PR #313, opened 2025-04-09
Attempt to make `BcastUntilActxArray` work for broadcastees that are containers

majosm:
In some mirgecom examples, `dt` can be a `DOFArray`. When using `_compiled_lsrk45_step` from grudge (which now uses `BcastUntilActxArray` for `h`, etc.), this causes `dt` to broadcast down into the array context arrays of the RHS container, leading to the creation of erroneous nested `DOFArray`s. So it looks like we need to tweak `BcastUntilActxArray` to handle the case of `broadcastee` being an array container.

- _Work request_: Hand back the listing exactly. Include every line.

- _Exercise response_:
PR #313, opened 2025-04-09
Attempt to make `BcastUntilActxArray` work for broadcastees that are containers

majosm:
In some mirgecom examples, `dt` can be a `DOFArray`. When using `_compiled_lsrk45_step` from grudge (which now uses `BcastUntilActxArray` for `h`, etc.), this causes `dt` to broadcast down into the array context arrays of the RHS container, leading to the creation of erroneous nested `DOFArray`s. So it looks like we need to tweak `BcastUntilActxArray` to handle the case of `broadcastee` being an array container.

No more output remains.